▶ How to complete this task:
One part of the entries below is wanted: the lines from the one containing "if (this.options == null)" through the one containing "final Collection<MapObjectOptions> toAdd". Write those out exactly and nothing else.

▶ Exercise data:
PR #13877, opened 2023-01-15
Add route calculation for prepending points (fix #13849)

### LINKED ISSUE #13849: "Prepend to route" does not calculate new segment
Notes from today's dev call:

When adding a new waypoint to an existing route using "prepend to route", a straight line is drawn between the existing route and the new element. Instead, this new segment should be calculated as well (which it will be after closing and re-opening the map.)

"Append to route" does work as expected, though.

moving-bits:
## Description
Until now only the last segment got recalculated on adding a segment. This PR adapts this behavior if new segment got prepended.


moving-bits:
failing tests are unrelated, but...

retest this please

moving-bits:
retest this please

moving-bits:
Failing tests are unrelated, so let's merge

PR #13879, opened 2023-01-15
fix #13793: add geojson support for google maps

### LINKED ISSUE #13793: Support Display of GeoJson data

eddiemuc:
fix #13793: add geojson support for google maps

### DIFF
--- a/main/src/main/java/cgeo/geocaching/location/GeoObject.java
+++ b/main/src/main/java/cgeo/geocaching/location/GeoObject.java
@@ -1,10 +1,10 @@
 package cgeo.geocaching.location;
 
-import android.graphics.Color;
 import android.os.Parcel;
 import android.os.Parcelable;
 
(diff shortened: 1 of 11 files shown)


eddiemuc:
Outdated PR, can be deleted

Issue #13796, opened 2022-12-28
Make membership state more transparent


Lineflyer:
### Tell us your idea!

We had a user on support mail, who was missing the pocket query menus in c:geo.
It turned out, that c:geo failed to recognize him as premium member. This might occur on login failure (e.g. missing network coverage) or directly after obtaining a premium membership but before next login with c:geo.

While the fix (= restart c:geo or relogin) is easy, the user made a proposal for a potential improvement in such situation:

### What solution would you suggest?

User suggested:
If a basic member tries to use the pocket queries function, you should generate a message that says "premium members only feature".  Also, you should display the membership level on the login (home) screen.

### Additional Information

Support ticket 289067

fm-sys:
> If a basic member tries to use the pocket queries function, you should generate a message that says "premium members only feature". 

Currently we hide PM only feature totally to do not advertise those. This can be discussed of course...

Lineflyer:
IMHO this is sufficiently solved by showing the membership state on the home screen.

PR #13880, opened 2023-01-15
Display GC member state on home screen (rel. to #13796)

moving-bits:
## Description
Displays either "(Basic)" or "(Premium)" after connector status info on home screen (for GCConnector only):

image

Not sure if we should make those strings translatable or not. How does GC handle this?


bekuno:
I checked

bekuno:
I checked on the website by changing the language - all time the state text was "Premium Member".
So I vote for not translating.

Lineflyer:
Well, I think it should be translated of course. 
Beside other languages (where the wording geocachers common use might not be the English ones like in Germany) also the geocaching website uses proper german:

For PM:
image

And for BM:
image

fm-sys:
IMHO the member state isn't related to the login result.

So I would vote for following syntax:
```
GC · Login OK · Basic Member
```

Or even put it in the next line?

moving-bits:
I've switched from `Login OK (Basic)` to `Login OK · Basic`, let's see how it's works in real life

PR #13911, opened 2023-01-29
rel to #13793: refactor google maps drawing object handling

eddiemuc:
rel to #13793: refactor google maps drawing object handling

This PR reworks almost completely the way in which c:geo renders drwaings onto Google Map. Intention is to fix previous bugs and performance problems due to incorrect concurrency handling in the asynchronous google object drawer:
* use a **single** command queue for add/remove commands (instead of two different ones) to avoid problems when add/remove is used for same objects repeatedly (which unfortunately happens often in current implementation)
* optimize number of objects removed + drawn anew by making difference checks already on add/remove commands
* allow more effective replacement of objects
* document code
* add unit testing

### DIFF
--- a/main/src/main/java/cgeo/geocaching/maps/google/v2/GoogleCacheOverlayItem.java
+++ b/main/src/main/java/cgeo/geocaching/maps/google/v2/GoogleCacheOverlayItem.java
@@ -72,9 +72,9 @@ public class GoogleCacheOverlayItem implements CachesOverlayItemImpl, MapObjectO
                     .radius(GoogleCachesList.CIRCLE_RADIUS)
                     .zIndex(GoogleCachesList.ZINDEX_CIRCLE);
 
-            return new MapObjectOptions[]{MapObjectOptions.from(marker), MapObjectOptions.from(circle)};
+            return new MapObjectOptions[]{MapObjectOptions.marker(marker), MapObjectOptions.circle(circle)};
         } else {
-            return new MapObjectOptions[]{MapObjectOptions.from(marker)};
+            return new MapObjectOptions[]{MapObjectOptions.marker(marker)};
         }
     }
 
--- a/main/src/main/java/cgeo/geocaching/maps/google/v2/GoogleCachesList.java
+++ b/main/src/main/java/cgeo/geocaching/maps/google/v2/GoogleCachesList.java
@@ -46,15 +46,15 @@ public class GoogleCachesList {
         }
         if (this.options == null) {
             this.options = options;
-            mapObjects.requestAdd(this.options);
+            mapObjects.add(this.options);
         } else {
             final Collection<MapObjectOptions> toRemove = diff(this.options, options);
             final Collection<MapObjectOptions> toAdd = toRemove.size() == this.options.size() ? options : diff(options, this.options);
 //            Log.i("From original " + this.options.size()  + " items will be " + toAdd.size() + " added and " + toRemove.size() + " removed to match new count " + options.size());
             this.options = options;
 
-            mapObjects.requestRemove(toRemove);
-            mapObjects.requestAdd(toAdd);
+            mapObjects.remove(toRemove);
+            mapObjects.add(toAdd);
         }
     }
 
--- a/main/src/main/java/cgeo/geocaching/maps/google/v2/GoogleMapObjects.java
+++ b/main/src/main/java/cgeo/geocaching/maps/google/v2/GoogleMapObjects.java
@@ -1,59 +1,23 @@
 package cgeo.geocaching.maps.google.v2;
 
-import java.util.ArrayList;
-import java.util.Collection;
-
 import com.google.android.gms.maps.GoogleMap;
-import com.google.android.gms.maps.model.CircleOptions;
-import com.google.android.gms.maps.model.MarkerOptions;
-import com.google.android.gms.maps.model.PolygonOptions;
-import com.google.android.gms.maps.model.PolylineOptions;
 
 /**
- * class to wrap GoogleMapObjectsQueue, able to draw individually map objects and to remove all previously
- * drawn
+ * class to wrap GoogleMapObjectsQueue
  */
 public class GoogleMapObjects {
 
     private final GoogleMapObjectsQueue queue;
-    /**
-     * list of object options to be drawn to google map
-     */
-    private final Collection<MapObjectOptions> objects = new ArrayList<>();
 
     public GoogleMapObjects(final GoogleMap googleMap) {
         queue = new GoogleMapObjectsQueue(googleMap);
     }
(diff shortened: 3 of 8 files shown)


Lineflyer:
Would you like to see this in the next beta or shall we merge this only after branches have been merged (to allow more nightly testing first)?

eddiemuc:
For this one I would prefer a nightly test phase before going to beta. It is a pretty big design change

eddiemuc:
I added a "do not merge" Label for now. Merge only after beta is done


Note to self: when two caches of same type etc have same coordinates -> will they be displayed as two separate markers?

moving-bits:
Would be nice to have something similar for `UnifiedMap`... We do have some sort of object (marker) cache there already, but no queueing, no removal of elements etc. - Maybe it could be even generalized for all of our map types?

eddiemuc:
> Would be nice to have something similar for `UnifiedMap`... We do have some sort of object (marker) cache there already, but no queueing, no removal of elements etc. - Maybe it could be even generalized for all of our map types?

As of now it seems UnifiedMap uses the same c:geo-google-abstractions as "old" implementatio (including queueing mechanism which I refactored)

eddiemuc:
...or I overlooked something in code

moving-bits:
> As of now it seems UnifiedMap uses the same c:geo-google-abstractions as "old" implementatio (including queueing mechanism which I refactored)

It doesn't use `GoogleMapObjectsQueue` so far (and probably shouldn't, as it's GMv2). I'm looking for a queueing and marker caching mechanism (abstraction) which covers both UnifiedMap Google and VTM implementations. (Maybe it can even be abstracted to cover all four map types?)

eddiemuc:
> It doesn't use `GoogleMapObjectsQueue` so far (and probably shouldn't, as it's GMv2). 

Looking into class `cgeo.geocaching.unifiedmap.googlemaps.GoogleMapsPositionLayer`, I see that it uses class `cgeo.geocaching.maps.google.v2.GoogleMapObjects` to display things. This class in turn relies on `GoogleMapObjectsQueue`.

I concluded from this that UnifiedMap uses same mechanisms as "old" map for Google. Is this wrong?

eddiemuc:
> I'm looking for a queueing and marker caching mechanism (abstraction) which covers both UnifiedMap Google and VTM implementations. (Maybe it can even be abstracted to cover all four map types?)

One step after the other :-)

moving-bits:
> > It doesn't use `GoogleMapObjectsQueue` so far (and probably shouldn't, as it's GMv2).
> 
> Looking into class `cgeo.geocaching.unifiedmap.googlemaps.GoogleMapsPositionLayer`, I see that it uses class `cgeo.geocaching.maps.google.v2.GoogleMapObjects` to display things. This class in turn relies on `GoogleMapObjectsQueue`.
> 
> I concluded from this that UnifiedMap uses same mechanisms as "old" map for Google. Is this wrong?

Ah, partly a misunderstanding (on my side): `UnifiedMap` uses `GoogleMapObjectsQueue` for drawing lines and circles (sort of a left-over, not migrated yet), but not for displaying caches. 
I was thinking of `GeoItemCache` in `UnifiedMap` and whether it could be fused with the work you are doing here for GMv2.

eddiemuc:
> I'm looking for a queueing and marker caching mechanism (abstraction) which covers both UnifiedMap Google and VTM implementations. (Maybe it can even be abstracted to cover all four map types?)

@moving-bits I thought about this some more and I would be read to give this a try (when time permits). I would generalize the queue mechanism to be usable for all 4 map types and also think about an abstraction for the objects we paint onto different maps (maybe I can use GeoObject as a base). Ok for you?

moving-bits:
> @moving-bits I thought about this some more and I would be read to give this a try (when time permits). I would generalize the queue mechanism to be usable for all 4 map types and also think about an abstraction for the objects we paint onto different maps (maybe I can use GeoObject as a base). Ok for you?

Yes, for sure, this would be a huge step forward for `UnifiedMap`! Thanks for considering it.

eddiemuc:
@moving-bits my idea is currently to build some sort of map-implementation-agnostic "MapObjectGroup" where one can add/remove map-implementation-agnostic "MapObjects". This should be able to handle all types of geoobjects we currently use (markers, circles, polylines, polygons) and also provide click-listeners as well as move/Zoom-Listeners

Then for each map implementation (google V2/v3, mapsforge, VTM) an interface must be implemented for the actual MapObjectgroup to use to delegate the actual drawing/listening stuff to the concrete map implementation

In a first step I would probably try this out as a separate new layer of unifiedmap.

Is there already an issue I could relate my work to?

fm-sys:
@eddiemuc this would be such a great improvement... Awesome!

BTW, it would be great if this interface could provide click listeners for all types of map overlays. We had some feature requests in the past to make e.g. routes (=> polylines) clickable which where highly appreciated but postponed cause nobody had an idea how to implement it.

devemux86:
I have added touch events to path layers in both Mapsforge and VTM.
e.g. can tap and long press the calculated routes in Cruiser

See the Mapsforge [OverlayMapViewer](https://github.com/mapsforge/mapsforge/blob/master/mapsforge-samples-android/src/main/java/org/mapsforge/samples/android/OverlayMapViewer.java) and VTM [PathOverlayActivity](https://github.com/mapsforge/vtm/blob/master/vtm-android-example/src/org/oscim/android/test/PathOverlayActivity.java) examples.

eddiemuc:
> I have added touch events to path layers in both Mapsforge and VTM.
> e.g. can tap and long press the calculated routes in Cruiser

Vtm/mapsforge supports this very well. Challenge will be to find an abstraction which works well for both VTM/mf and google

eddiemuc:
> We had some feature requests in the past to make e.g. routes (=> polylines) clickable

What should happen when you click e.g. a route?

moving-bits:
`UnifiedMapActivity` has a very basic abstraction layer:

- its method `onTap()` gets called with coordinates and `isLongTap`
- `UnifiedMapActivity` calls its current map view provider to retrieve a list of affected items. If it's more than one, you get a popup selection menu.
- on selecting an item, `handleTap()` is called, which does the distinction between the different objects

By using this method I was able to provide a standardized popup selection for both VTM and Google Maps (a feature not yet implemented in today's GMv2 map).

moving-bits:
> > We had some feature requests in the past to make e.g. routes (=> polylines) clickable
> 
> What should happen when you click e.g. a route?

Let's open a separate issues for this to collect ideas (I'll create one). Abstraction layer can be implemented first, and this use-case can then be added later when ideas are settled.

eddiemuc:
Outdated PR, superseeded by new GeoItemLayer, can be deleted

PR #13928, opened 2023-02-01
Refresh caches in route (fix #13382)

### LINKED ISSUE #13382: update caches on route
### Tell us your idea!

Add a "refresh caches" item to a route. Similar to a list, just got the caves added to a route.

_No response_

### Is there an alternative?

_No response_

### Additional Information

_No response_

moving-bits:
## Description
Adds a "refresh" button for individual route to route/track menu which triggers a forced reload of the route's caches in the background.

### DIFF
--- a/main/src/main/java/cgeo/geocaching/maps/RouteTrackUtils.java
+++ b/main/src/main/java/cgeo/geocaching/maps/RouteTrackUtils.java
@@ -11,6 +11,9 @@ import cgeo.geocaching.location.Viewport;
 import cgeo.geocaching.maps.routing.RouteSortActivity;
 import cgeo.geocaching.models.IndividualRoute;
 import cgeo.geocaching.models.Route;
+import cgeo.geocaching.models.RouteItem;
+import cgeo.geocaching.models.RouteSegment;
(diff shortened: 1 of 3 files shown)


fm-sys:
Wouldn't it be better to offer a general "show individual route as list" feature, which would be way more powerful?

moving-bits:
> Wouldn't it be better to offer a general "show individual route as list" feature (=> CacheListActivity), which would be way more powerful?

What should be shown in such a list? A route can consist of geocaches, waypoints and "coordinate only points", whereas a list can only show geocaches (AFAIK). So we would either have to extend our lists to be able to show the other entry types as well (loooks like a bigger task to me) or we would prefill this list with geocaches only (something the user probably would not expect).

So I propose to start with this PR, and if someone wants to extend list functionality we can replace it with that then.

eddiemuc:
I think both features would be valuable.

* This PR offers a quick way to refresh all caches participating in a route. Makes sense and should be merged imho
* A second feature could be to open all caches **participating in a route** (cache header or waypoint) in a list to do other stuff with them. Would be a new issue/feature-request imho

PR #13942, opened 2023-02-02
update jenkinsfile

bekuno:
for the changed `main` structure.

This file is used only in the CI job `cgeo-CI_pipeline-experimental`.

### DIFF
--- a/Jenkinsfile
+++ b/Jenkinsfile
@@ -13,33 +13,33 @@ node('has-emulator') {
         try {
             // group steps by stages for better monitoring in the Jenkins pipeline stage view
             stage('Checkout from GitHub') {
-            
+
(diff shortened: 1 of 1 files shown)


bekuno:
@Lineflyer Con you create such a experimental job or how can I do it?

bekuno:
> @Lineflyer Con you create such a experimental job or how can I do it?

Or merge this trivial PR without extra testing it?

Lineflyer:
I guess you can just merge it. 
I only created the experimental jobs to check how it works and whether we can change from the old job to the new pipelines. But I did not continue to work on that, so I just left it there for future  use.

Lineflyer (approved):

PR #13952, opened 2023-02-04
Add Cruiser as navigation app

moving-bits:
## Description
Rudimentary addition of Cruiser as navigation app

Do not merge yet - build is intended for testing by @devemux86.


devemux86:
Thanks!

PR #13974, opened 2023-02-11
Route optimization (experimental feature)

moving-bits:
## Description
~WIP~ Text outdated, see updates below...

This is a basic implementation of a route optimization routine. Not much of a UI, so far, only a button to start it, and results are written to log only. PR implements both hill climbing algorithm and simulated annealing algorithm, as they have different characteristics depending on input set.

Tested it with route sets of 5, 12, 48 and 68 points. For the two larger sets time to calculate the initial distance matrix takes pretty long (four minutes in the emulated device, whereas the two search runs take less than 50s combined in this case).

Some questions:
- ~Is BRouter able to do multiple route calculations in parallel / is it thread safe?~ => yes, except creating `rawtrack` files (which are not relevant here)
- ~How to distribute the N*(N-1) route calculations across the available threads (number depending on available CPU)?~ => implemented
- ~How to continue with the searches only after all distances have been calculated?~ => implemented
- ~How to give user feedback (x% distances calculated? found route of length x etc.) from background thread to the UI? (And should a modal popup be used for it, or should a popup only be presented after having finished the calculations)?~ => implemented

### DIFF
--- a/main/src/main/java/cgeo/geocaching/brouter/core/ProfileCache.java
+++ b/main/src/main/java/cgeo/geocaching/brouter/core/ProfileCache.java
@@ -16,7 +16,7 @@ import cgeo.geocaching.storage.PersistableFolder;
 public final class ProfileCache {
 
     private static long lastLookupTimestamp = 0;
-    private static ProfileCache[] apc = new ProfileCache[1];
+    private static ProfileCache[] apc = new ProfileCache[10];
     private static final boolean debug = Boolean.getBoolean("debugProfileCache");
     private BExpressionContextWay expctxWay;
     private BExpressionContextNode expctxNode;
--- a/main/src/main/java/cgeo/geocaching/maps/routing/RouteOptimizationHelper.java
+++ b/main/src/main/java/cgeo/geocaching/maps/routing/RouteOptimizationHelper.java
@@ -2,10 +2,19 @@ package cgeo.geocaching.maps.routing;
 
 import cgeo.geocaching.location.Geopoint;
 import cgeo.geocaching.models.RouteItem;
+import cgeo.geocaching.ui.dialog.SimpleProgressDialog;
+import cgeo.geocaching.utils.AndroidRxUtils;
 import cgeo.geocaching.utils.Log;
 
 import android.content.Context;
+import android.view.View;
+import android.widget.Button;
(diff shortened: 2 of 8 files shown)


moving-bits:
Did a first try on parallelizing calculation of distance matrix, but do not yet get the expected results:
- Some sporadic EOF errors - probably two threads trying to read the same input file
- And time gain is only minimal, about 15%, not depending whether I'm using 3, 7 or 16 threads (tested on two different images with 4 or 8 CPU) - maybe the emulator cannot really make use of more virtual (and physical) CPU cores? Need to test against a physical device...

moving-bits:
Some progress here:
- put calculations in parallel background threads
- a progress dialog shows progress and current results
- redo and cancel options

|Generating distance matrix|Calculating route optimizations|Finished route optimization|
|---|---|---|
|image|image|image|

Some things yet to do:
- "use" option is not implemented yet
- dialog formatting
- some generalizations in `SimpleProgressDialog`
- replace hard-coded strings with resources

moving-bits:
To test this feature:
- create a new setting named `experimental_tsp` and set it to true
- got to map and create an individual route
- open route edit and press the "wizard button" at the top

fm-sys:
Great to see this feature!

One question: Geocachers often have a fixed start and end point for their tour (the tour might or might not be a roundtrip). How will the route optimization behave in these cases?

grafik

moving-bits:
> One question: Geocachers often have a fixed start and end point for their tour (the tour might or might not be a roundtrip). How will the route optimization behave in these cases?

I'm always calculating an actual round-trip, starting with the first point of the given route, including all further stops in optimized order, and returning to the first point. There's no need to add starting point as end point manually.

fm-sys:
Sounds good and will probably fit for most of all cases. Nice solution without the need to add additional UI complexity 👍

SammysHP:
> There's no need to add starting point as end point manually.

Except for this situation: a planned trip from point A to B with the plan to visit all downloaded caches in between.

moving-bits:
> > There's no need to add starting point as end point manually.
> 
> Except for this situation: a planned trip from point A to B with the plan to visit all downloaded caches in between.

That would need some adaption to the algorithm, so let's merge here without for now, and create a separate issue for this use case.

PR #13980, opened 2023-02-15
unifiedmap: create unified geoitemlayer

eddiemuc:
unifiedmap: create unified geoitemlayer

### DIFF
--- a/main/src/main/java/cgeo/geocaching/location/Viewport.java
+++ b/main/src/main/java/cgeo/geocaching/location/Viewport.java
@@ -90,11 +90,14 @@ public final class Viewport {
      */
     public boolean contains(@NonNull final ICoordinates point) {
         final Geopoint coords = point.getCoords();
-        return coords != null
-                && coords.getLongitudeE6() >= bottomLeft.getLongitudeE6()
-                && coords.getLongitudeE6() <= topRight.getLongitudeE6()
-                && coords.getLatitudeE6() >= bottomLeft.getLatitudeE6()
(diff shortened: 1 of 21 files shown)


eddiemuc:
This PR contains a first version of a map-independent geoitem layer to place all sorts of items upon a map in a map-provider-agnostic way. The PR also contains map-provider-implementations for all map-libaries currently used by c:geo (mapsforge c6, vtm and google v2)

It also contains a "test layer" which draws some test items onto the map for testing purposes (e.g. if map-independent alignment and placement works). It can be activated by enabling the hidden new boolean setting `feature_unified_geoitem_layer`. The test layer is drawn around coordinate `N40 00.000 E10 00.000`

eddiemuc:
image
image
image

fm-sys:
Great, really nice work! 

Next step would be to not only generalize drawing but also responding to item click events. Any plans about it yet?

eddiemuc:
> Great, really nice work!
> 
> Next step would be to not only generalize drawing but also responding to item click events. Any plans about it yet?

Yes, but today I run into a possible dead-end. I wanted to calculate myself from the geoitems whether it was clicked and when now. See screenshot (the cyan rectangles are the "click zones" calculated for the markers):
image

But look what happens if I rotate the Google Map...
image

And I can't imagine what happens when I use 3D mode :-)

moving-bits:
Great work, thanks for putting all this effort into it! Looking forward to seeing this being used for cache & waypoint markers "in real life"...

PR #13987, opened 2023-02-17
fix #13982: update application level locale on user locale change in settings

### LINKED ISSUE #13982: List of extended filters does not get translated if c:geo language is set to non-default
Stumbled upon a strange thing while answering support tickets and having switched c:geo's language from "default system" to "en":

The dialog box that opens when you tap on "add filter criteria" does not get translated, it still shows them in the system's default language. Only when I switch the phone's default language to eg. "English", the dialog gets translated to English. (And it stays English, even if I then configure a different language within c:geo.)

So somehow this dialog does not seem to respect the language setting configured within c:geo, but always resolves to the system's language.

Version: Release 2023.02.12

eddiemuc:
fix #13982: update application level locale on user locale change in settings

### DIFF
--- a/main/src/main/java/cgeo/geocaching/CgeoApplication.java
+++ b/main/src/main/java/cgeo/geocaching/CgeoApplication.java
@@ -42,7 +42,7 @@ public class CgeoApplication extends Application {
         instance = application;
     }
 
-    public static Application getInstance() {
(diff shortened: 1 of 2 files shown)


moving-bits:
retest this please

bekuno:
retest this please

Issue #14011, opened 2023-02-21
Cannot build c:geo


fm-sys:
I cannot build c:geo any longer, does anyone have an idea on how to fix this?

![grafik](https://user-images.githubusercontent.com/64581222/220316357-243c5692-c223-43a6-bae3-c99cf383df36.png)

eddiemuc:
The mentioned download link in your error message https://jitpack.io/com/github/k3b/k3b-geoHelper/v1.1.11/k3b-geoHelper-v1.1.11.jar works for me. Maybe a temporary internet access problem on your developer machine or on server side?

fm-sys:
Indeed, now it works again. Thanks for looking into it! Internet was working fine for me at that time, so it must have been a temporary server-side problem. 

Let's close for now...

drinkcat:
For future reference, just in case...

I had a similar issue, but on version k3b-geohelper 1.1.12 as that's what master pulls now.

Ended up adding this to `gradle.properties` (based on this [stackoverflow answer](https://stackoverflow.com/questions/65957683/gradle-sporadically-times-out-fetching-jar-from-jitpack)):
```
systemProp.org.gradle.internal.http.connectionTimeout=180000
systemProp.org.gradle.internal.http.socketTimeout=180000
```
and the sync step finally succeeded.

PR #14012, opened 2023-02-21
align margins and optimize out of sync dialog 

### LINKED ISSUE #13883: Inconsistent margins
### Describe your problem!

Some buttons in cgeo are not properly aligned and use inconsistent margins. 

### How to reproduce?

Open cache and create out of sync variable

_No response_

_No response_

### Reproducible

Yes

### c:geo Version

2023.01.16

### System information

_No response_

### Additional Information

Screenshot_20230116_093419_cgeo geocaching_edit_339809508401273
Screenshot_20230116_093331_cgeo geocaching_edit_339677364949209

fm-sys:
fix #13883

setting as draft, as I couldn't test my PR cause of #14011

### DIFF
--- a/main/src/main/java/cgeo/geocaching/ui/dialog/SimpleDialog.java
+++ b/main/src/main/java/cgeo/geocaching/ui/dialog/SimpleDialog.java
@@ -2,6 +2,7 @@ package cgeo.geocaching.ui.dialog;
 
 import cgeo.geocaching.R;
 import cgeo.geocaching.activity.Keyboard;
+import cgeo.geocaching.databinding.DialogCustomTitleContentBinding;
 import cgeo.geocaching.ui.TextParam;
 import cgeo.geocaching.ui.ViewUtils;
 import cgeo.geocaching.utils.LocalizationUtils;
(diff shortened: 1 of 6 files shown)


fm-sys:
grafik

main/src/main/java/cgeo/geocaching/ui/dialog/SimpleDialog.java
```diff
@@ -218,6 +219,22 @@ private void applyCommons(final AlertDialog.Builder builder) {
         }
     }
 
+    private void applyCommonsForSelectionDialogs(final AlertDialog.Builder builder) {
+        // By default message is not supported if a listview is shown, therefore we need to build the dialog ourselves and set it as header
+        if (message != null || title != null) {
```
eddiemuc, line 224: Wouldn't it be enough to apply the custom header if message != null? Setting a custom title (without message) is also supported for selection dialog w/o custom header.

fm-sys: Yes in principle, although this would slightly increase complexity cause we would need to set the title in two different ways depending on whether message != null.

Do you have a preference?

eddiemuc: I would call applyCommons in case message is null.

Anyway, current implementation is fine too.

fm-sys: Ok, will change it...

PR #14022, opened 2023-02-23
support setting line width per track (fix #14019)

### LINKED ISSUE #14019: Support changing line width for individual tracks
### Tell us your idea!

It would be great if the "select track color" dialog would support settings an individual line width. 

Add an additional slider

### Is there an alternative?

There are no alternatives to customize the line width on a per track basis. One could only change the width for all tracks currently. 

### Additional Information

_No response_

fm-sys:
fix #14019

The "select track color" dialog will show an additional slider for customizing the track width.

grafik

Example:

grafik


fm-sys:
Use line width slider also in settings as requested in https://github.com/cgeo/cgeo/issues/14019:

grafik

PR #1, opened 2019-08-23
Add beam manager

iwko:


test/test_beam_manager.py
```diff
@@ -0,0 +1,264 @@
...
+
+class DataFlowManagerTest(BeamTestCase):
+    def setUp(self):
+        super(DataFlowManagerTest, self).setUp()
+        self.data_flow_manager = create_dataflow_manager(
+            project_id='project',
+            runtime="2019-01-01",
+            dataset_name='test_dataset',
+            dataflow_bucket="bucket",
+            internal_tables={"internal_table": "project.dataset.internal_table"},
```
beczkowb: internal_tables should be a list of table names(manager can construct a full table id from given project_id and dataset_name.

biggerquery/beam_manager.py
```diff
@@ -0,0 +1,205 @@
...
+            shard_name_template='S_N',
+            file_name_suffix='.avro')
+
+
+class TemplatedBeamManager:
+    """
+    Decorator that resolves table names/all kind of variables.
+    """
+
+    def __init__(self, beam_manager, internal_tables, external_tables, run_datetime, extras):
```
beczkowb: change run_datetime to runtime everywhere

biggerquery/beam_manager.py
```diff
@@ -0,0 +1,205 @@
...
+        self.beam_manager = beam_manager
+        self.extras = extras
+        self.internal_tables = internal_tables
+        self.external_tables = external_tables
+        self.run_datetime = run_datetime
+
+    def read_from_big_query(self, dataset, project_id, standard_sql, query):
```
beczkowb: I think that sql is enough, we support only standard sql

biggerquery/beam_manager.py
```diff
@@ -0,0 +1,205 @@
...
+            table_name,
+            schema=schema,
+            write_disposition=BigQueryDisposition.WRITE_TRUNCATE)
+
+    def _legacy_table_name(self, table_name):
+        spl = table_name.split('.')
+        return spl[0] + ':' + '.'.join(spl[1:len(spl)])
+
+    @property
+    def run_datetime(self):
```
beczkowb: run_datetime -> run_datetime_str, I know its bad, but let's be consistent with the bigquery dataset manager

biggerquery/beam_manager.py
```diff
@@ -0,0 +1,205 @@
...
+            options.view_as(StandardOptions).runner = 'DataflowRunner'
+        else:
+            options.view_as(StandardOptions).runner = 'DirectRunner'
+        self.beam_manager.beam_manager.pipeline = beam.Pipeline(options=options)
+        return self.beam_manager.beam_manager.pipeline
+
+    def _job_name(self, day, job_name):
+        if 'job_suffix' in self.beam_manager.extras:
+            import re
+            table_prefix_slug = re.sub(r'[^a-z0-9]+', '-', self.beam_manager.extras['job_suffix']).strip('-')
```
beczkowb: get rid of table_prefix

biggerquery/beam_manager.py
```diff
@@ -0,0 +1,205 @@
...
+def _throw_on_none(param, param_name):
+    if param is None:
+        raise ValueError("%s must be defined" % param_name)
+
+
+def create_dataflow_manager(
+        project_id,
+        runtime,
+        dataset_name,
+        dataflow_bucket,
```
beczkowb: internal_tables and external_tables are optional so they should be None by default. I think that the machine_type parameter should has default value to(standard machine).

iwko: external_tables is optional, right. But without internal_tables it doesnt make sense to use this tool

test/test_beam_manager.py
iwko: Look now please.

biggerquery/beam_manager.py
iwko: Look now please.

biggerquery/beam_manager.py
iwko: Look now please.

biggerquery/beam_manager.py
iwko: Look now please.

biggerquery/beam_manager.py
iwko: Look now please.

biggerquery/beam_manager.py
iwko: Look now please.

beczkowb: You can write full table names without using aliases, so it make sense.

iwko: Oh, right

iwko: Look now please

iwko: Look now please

▶ Answer box:
         if (this.options == null) {
             this.options = options;
-            mapObjects.requestAdd(this.options);
+            mapObjects.add(this.options);
         } else {
             final Collection<MapObjectOptions> toRemove = diff(this.options, options);
             final Collection<MapObjectOptions> toAdd = toRemove.size() == this.options.size() ? options : diff(options, this.options);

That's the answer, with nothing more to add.